» **Problem details**: Look through the material below. Copy each line that contains the string "change".

» **Records supplied**:
PR #135, opened 2025-08-23
CI: Fix failure

soburi:
CI is failing for several reasons.

- The cmsis_6 module is now required for the build.
- The board name needs to be a canonical name.

We will fix these.

Also, west.yml references the main repository,
not the one in the PR, so we will change it to use the one in the PR.
This workflow uses the Linux version of `checkpatch.pl`.
We change it to zephyr's version.


soburi:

» **Completed task**:
not the one in the PR, so we will change it to use the one in the PR.
We change it to zephyr's version.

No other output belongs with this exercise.